Domain and marketing experts and statisticians typically address how to define
the behavior in the data and how to construct the sample.
Modeling attrition for a credit card issuer who charges no annual fee presents
a challenging example of how to develop an effective definition of attrition.
Marketers recognized that most attrition was not from customers canceling their
cards. Rather, it was silent attrition from customers who simply tossed their
cards in a drawer and stopped using them.
Marketers identified the characteristics of attrition, but it required working
that definition out in the data to achieve a solution. It further required
checking that definition by ensuring that a relatively large proportion of
customers whose behavior satisfied that condition did not resume using their
cards at a later date. Only people, not software, can propose meaningful
answers to marketing questions.
A frequently overlooked area where people can greatly enhance the effectiveness
of models is in the creation of derived variables. Derived variables are built
from a company's existing data. They are typically time-ranged variables,
ratios, deltas and other combinations and divisions of data elements. One of
the greatest mistakes modelers can make is to fail to create and examine such
variables for their utility.
Customer data presents almost endless opportunities to create variables, but
domain and marketing experts will be able to identify those variables that have
the most potential to improve the model. While the software is indispensable
for creating these variables, people identify which ones to use.

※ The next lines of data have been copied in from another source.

PR #1600, opened 2021-04-16
[Misc] Page object documentation improvements

manuelleduc:
- Explains why a call to the javascript window.scrollTo method is the best way to scroll
- Documents why using XWikiWebDriver#scrollTo(int, int) is the best way to move to the top of the page
- Documents why we stopped using a home page key press action to move the view to the top of the page in ApplicationClassEditPage


vmassol:
@manuelleduc sounds good to me (I have no idea if the content of the doc is correct, i.e. whether the issue is only on chrome and that it's a chrome limitation that the home key press is async, but it's clear and makes sense). Only potential improvement would be a link to a resource on the internet showing this but don't spend time on it, if you have it you could use it. Otherwise it's fine and good already. Thanks!

PR #1610, opened 2021-04-26
XWIKI-14811:  Bad layout when using a font larger than the default one

slauriere:
-  Replace float positioning of the extension status element by a block display on small screens and a flex layout on lg screens


slauriere:
I see GitHub mentions conflicting files, sorry about that but I can't spot any conflict on my side when comparing these two files with the master branch. Any hint on how to fix this would be appreciated (GitHub won't show me the conflicts it detects since the "Resolve conflicts" action is only for users with write access to the target repository).

slauriere:
Closing this issue as invalid since the files got moved, I'll create a new one without conflict.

People also play a critical role in the evaluation process. In this process,
humans interact most closely and critically with the modeling software. Good
software tools provide automated procedures for conducting a number of
well-defined, repetitive tasks. For example, it will provide meaningful
descriptive statistics on each variable that may potentially be used for
prediction. It should provide this in easily-readable tabular form.
Some software tools also have good visualization capabilities. It is up to
people, however, to evaluate this output, determine which variables have
unreasonable or suspect distributions and assess the severity of missing data
on a variable by variable basis. It is also up to people to determine how to
repair data, when possible, and how to deal effectively with missing data. The
software can provide the information, but people must make the assessments and
Good software will also automate the exploratory data analysis process. This
process looks at the relationship of every potential predictor variable to the
target variable. Tabular and graphical output as well as statistical measures
aid the analyst in assessing the strength and form of these relationships.

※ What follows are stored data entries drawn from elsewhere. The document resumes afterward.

PR #1614, opened 2021-04-26

slauriere:
- Replace float positioning of the extension status by a block display on small screens and a flex layout display on large ones with "space-between" content justification


xwiki-platform-core/xwiki-platform-web/xwiki-platform-web-templates/src/main/resources/extension.vm
```diff
@@ -1037,13 +1037,15 @@ $namespace##
...
-        <p class="extension-status">$escapetool.xml($extensionStatusMessage)</p>
-      #end
+      <div class="extension-title-and-status">
+        <h2 class="extension-title">
+          <span class="extension-name">#displayExtensionName($extension)</span>
+          <span class="extension-version">$escapetool.xml($extension.id.version)</span>
+        </h2>
+        #if ($extensionStatusMessage)
+          <p class="extension-status">$escapetool.xml($extensionStatusMessage)</p>
+        #end
```
mflorea, line 1047: I would rather move ``extension-status`` inside ``extension-title`` than introducing another wrapper.

xwiki-platform-core/xwiki-platform-web/xwiki-platform-web-war/src/main/webapp/resources/uicomponents/extension/extension.css
```diff
@@ -475,3 +471,10 @@ ul.collapsible.document-tree {
   font-weight: normal;
   padding-right: .3em;
 }
+
+@media (min-width: 992px) {
```
mflorea, line 475: You should mention in a comment the Bootstrap LESS variable that corresponds to this value (otherwise it looks too much like a magic number). I'm also wondering whether it's not better to move this to the skin (Flamingo) in order to be able to use LESS (introducing a WebJar for the Extension Manager is more work).

mflorea (changes requested):
As with any UI change, it would be nice to show some before/after screenshots.

xwiki-platform-core/xwiki-platform-web/xwiki-platform-web-templates/src/main/resources/extension.vm
slauriere: I agree we should use wrappers wisely. I'm trying to implement a layout where there are two elements on the left (the extension name and its version) and one on the right (the extension status). Won't we end up grouping the two first ones in a common container from which the third one is excluded? Or do you see an alternative?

Evaluation is critical. For example, the data analysis may reveal some
counter-intuitive relationships. Marketing, statistical, and domain experts
must determine whether the revealed relationship is correct or an artifact of a
coding error. Other, more subtle cases require determining whether a variable,
although potentially a useful predictor, is unsuitable for use because of
operational issues surrounding its capture and storage.
Finally, we come to what much of the software on today's market does best -
discovering the algorithm. Numerous software developers have produced elegant
packages that completely automate this process.

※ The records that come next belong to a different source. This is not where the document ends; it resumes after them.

PR #1615, opened 2021-04-26
XWIKI-18556: Rights UI only display rights with the proper case

slauriere:
- In the UI JavaScript, convert the rights to lowercase before comparing them with the
  reference rights ('admin', 'view', etc.)

### DIFF
--- a/xwiki-platform-core/xwiki-platform-web/xwiki-platform-web-war/src/main/webapp/resources/js/xwiki/usersandgroups/usersandgroups.js
+++ b/xwiki-platform-core/xwiki-platform-web/xwiki-platform-web-war/src/main/webapp/resources/js/xwiki/usersandgroups/usersandgroups.js
@@ -399,7 +399,7 @@ function displayUsersAndGroups(row, i, table, idx, form_token, targetDocument)
   var uorg = table.json.uorg;
   // Rights are case insensitive in XWiki security module, and the reference rights defined in rightsUI.vm
   // are lowercase, hence we make sure to convert all applying rights to lowercase before comparing them with the
-  // reference ones (see XWIKI-18556).
+  // reference ones.
   var allows = row.allows.map(entry => entry.toLowerCase());
   var denys = row.denys.map(entry => entry.toLowerCase());
 
--- a/xwiki-platform-core/xwiki-platform-web/xwiki-platform-web-war/src/main/webapp/resources/js/xwiki/usersandgroups/usersandgroups.js
+++ b/xwiki-platform-core/xwiki-platform-web/xwiki-platform-web-war/src/main/webapp/resources/js/xwiki/usersandgroups/usersandgroups.js
@@ -397,8 +397,11 @@ function displayUsersAndGroups(row, i, table, idx, form_token, targetDocument)
 {
   var userurl = row.userurl;
   var uorg = table.json.uorg;
-  var allows = row.allows;
-  var denys = row.denys;
+  // Rights are case insensitive in XWiki security module, and the reference rights defined in rightsUI.vm
+  // are lowercase, hence we make sure to convert all applying rights to lowercase before comparing them with the
+  // reference ones (see XWIKI-18556).
+  var allows = row.allows.map(entry => entry.toLowerCase());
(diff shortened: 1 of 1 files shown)


xwiki-platform-core/xwiki-platform-web/xwiki-platform-web-war/src/main/webapp/resources/js/xwiki/usersandgroups/usersandgroups.js
```diff
@@ -397,8 +397,11 @@ function displayUsersAndGroups(row, i, table, idx, form_token, targetDocument)
 {
   var userurl = row.userurl;
   var uorg = table.json.uorg;
-  var allows = row.allows;
-  var denys = row.denys;
+  // Rights are case insensitive in XWiki security module, and the reference rights defined in rightsUI.vm
+  // are lowercase, hence we make sure to convert all applying rights to lowercase before comparing them with the
+  // reference ones (see XWIKI-18556).
```
tmortagne, line 402: I try to avoid reference to jira issue in the code and instead make sure that everything needed is in the comment (which seems to be the case here).

slauriere: Thank you Thomas for the review. I removed the jira reference indeed.

xwiki-platform-core/xwiki-platform-web/xwiki-platform-web-war/src/main/webapp/resources/js/xwiki/usersandgroups/usersandgroups.js
```diff
@@ -397,8 +397,11 @@ function displayUsersAndGroups(row, i, table, idx, form_token, targetDocument)
 {
   var userurl = row.userurl;
   var uorg = table.json.uorg;
-  var allows = row.allows;
-  var denys = row.denys;
+  // Rights are case insensitive in XWiki security module, and the reference rights defined in rightsUI.vm
+  // are lowercase, hence we make sure to convert all applying rights to lowercase before comparing them with the
+  // reference ones.
+  var allows = row.allows.map(entry => entry.toLowerCase());
+  var denys = row.denys.map(entry => entry.toLowerCase());
```
vmassol, line 404: FWIW `toLowerCase()` should be avoided. The signature taking a locale should be used. Here it's fine because we're pretty sure that the right will not contain some characters. However it's best to use `Locale.ROOT`. See https://rules.sonarsource.com/java/RSPEC-1449

vmassol: EDIT: I thought this was java... I have no idea about javascript, needs to be researched....

vmassol: Seems the issue is the same: https://www.w3schools.com/jsref/jsref_tolocalelowercase.asp But I don't know what's the recommended solution.

vmassol: So it seems that in javascript `toLowerCase()` is the method to use when case insensitive and `toLocaleLowerCase()` is locale sensitive. So it looks good here. We should review and fix our java usages though.

vmassol: > We should review and fix our java usages though.

For ex: https://github.com/xwiki/xwiki-platform/blob/bc6fb452ef10414c1756b2b547e8129ec1e35c9d/xwiki-platform-core/xwiki-platform-web/xwiki-platform-web-templates/src/main/resources/uorgsuggest.vm#L22

mflorea (approved):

Depending on one's philosophy about predictive models, evaluation will play a
greater or lesser role. At a minimum, however, evaluation is required to
estimate the effectiveness of the model. This is done most typically through
the joining of the gains chart with financial measures and marketing goals in
order to estimate the economic "lift" provided by the model.
So, take advantage of the numerous packages that automate building predictive
models. Many have delivered on their promise of taking technical experts out of
this process. Remember, however, that they've done this for only one part of a
complex process. The most effective predictive models will continue to be those
built from the synergy of people and software.